Parameterize this by x = 2 cos θ, y = 2 sin θ with opposite orientation.

So, ∫c₁ (arctan(y/x) dx + ln(x^2 + y^2) dy)
= -∫(θ = 0 to π) [θ * (-2 sin θ) + ln(2^2) * (2 cos θ)] dθ
= -∫(θ = 0 to π) [2θ * -sin θ + (4 ln 4) cos θ] dθ
= -[(2θ cos θ - 2 sin θ) + (4 ln 4) sin θ] {for θ = 0 to π}
= 2π.

(ii) r = 1 with θ in [0, π] (counterclockwise).
Parameterize this by x = 1 cos θ, y = 1 sin θ.
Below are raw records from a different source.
PR #681, opened 2019-08-13
Composite editable fields

tinkertrain:
# Composite Editable Fields

[Spec](https://paper.dropbox.com/doc/Customer-Profile-Edit-Name--Ai2vQ2HZ__RCuMNclAn46nVdAg-oqhqXYSAGmhckhERnSWuN)

This PR adds a new component under `EditableField`: `EditableFieldComposite`

### `EditableFieldComposite`

This component allows the grouping and in-lining of multiple single value Editable Fields.

`EditableFieldComposite` is in essence a Higher Order Component that decorates its children to enable grouping them.

### API

```jsx
	<EditableFieldComposite placeholder="Add a name" size="lg">
      <EditableField
        label="First Name"
        name="first_name"
        type="text"
        placeholder="First Name"
        value="Johnny"
        onInputFocus={() => {
          console.log('execute!')
        }}
      />
      <EditableField
        label="Last Name"
        name="last_name"
        type="text"
        placeholder="Last Name"
        value="Cash"
      />
    </EditableFieldComposite>
```

It only has a few props:

- placeholder: this is the text you see when all fields are empty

So, ∫c₂ (arctan(y/x) dx + ln(x^2 + y^2) dy)
= ∫(θ = 0 to π) [θ * (-sin θ) + ln(1^2) * (cos θ)] dθ
= ∫(θ = 0 to π) θ * -sin θ dθ
= (θ cos θ - sin θ) {for θ = 0 to π}
= -π.

(iii) x-axis from x = 2 to x = 1.
Parameterize via x = t, y = 0 on [1, 2] with opposite orientation

So, ∫c₃ (arctan(y/x) dx + ln(x^2 + y^2) dy)
= -∫(t = 1 to 2) (0 + 0) dt
= 0.

(iv) x-axis from x = -1 to x = -2.
Parameterize via x = t, y = 0 on [-2, -1] with opposite orientation

So, ∫c₄ (arctan(y/x) dx + ln(x^2 + y^2) dy)
= -∫(t = -2 to -1) (π + 0) dt, since arctan(y/x) = π on negative x-axis
= -π.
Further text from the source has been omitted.